Sr.ª Presidente, Srs. Deputados: Para obter estes resultados, o Governo proeurou viciar os acordos da concertação social de duas formas: por um lado, insistindo em metas de inflação não realistas, como foi o caso designadamente da meta de 6 a 6,5% fixada para 1988; por outro lado, não projectando adequadamente os ganhos da produtividade.
Os resultados dessa política estão bem evidenciados no que sucedeu aos funcionários públicos no corrente ano. O aumento da produção e da produtividade teriam permitido uma melhoria média do poder aquisitivo dos salários de 3%. Os funcionários públicos que, tal como os outros trabalhadores, deverão a médio prazo participar nos acréscimos da produtividade, verão o seu salário real cair, pelo menos 2% mesmo que, com muito boa vontade se admita, que a utilização de certificados de aforro é uma modalidade aceitável para se efectuar o pagamento do suplemento de salários de 1,5% já anunciado pelo Governo.
O exemplo dos funcionários públicos é o mais conhecido mas não é o único. Muitos outros trabalhadores sofrerão quedas dos seus salários reais em 1988, e poucos serão aqueles que o aumento desses salários se aproximam da taxa de 3%, que seria de esperar em face do aumento da produtividade. Com esta transferência de rendimentos dos trabalhadores para ganhos de capital, não temos de nos admirar com a explosão de consumos sumptuários e a exibição do novo riquismo que estão a dominar a nossa vida social.
Sr.ª Presidente, Srs. Deputados: Finalmente, e contrariando a expectativa criada, a introdução do imposto único sobre os rendimentos vai ser mais um processo poderoso para beneficiar os mais ricos, à custa dos trabalhadores e da classe média. Não vou, de novo, trazer os problemas, que já aqui debatemos a semana passada, criados pelo duplo pagamento , em 1989 do imposto complementar e do novo imposto sobre rendimentos, mas a esse respeito começa a constituir um verdadeiro atentado contra a democracia que a opinião pública não tenha tido possibilidades adequadas de ser correctamente informada sobre as posições da oposição e esteja a ser constantemente exposta, diria mesmo submetida, à propaganda do Governo nesta matéria, como sucedeu pelo menos duas vezes, a semana passada, através de declaração na TV do Sr. Primeiro-Ministro e do Sr. Secretario de Estado dos Assuntos Fiscais. Para além da inaceitável dupla carga fiscal que muitos contribuintes vão ter de suportar em 1989, é ainda mais grave que a nova reforma fiscal consagre um sistema regressivo, em que os rendimentos dos milionários são menos tributados que os rendimentos dos trabalhadores e da classe média.
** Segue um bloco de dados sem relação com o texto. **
PR #5645, opened 2026-08-25
Use CMake language support for HIP builds

BenWibking:
## Summary
Migrates CMake HIP builds to use CMake's build in support for HIP that is available in CMake 3.21 and newer. (Note that CMake 3.25+ is now already required for CUDA.)

**User-visible changes:**
* Instead of `AMREX_AMD_ARCH` and `AMReX_AMD_ARCH` variables, users should migrate to using `CMAKE_HIP_ARCHITECTURES` to specify the GPU architecture for HIP builds. This unifies the variable names for specifying the GPU arch for both CUDA and HIP. The old spellings are deprecated.
* Since CMake now treats HIP as a language similar to CUDA, `setup_target_for_hip_compilation(target)` is required whenever `setup_target_for_cuda_compilation(target)` would also be used.
* HIP Clang ≥ 17.0 is required (ROCm 6.x or newer)

## Checklist

The proposed changes:


BenWibking:
While theoretically appealing, making this switch will unfortunately break all downstream codes.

É por isso mesmo que em nosso entender, no entender do PRD a reforma fiscal é inconstitucional. O imposto sobre o rendimento das pessoas singulares não é único, nem é progressivo, ao contrário do que exige o artigo 107.º da Constituição da República Portuguesa.
Não é único porque estabelece regimes diferentes para os rendimentos de trabalho e para os rendimentos de capital.